START Provided material

PR #387, opened 2019-08-20
Feat(ErrorMessages): Added better error message around creating new apps that already exist

Boomatang:
## Motivation
https://issues.jboss.org/browse/AEROGEAR-9711

## What
Add response checking for the ErrorMessage component to handle kind of MobileClient CR

## Why
To add better messages displayed to the users

## How
In ErrorMessage.js there is checks in place looking for the `response.data.details.kind` of `mobileclients` and `response.data.reason` of `AlreadyExists` is the error type. This should only happen when a new app is been created with an existing name.

## Verification Steps
1. Create a new app, eg: myapp
2. Try create a new app with the existing app name, myapp
3. Error message shown will display a meaningfully error message
4. Error message should close when X is pressed

## Checklist:

## Progress

- [x] Finished task
- [ ] TODO

## Additional Notes

image

### DIFF
--- a/src/containers/ErrorMessages.js
+++ b/src/containers/ErrorMessages.js
@@ -2,7 +2,43 @@ import React, { Component } from 'react';
 import { connect } from 'react-redux';
 import { ToastNotificationList, ToastNotification } from 'patternfly-react';
 import { withRouter } from 'react-router-dom';
+import { get } from 'lodash-es';
 import { dismiss, dismissAll } from '../actions/errors';
+
+const MOBILECLIENT = 'mobileclients';
+const ALREADYEXISTS = 'AlreadyExists';
+
+function errorMessage(error) {
+  try {
+    switch (error.response.data.details.kind) {
+      case MOBILECLIENT:
+        // case to handle MobileClient CRs
+        return { displayMessage: mobileClientError(error), message: error.message };
+      default:
+        return { message: error.message };
+    }
+  } catch (TypeError) {
+    // catch any error if error.response.data.details.kind does not exist
+    return { message: error.message };
+  }
+}
+
+function mobileClientError(error) {
+  try {
+    switch (error.response.data.reason) {
+      case ALREADYEXISTS: {
+        // handle if mobileClient exists
+        const appName = get(error, 'response.data.details.name');
+        return `An app named "${appName}" already exists`;
+      }
+      default:
+        return error.message;
+    }
+  } catch (TypeError) {
+    // catch any errors if error.response.data.reason does not exist
+    return error.message;
+  }
+}
 
 export class ErrorMessages extends Component {
   componentWillMount() {
@@ -13,14 +49,13 @@ export class ErrorMessages extends Component {
   componentWillUnmount() {
     this.unlisten();
   }
-
   render() {
     const { errors, dismissError } = this.props;
     return (
       <ToastNotificationList>
-        {[...new Set(errors.map(error => error.message))].map((error, index) => (
-          <ToastNotification key={index} onDismiss={() => dismissError(error)}>
-            <span>{error}</span>
+        {[...new Set(errors.map(error => errorMessage(error)))].map((error, index) => (
+          <ToastNotification key={index} onDismiss={() => dismissError(error.message)}>
+            <span>{error.displayMessage || error.message}</span>
           </ToastNotification>
         ))}
       </ToastNotificationList>
@@ -43,3 +78,5 @@ export default withRouter(
     mapDispatchToProps
   )(ErrorMessages)
 );
+
+export { errorMessage, mobileClientError, MOBILECLIENT, ALREADYEXISTS };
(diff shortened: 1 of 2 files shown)


src/containers/ErrorMessages.js
```diff
@@ -13,14 +46,13 @@ export class ErrorMessages extends Component {
...
   render() {
     const { errors, dismissError } = this.props;
     return (
       <ToastNotificationList>
-        {[...new Set(errors.map(error => error.message))].map((error, index) => (
-          <ToastNotification key={index} onDismiss={() => dismissError(error)}>
-            <span>{error}</span>
+        {[...new Set(errors.map(error => errorMessage(error)))].map((error, index) => (
+          <ToastNotification key={index} onDismiss={() => dismissError(error.message)}>
+            <span>{error.dispalyMessage || error.message}</span>
```
ziccardi: I guess this should be `displayMessage`

src/containers/ErrorMessages.js
```diff
@@ -4,6 +4,39 @@ import { ToastNotificationList, ToastNotification } from 'patternfly-react';
...
+    return { message: error.message };
+  }
+}
+
+function mobileClientError(error) {
+  try {
+    switch (error.response.data.reason) {
+      case ALREADYEXISTS:
+        // handle if mobileClient exists
+        return 'App name currently exists';
```
ziccardi: Do you have the app name here? If you have, I think that an error like `An app named ${app.name} already exists`.
If we don't have the app name here, I believe the message would be better as 'An app with the same name already exists`

src/containers/ErrorMessages.test.js
```diff
@@ -25,3 +25,49 @@ describe('ErrorMessages', () => {
...
+  it('value response.data.reason does not exist', () => {
+    const expected = 'error message';
+    const error = { message: 'error message' };
+    expect(mobileClientError(error)).toEqual(expected);
+  });
+});
+
+describe('errorMessage() returns correct value', () => {
+  it('error message for a mobileClient CR Switch Case', () => {
+    const expected = { dispalyMessage: 'App name currently exists', message: 'error message' };
```
ziccardi: I believe this should be `displayMessage`

src/containers/ErrorMessages.test.js
```diff
@@ -25,3 +25,49 @@ describe('ErrorMessages', () => {
     ).toEqual('error2');
   });
 });
+
+describe('mobileClientError() returns correct value', () => {
+  it('return alreadyesixts Switch Case error message', () => {
+    const expected = 'App name currently exists';
+    const error = { message: 'error message', response: { data: { reason: ALREADYEXISTS } } };
```
ziccardi: Would be better to create a constant with the `message`

src/containers/ErrorMessages.js
```diff
@@ -27,7 +27,7 @@ function mobileClientError(error) {
     switch (error.response.data.reason) {
       case ALREADYEXISTS:
         // handle if mobileClient exists
-        return 'App name currently exists';
+        return `An app named "${error.response.data.details.name}" already exists`;
```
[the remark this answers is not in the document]
ziccardi: Yeah, better to use `get` from `lodash-es`

src/containers/ErrorMessages.js
```diff
@@ -24,10 +25,11 @@ function errorMessage(error) {
 
 function mobileClientError(error) {
   try {
+    const appName = get(error, 'response.data.details.name');
```
craicoverflow: I would move this line inside the switch case as it is not needed until then.

src/containers/ErrorMessages.test.js
```diff
@@ -50,6 +50,15 @@ describe('mobileClientError() returns correct value', () => {
     const error = { message: ERRORMESSAGE };
     expect(mobileClientError(error)).toEqual(expected);
   });
+
+  it('value resonse.data.details.name does not exist', () => {
```
craicoverflow: resonse should be response.

src/containers/ErrorMessages.js
craicoverflow: Typo: should be "displayMessage".

src/containers/ErrorMessages.js
Boomatang: If this is move inside the switch case, there is errors raised by `eslint`. Should I still move it.

craicoverflow: Once you add curly brackets to your switch case, these warnings will go away.

src/containers/ErrorMessages.js
Boomatang: This has been fixed in a different commint

src/containers/ErrorMessages.test.js
Boomatang: Will fix

src/containers/ErrorMessages.js
Boomatang: :+1:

END Provided material

→ Exercise goal:
Search the listing above for the lines with "ziccardi: I guess" and "ziccardi: Do you", then output those lines and all lines between them exactly.

→ Task solution:
ziccardi: I guess this should be `displayMessage`

src/containers/ErrorMessages.js
```diff
@@ -4,6 +4,39 @@ import { ToastNotificationList, ToastNotification } from 'patternfly-react';
...
+    return { message: error.message };
+  }
+}
+
+function mobileClientError(error) {
+  try {
+    switch (error.response.data.reason) {
+      case ALREADYEXISTS:
+        // handle if mobileClient exists
+        return 'App name currently exists';
```
ziccardi: Do you have the app name here? If you have, I think that an error like `An app named ${app.name} already exists`.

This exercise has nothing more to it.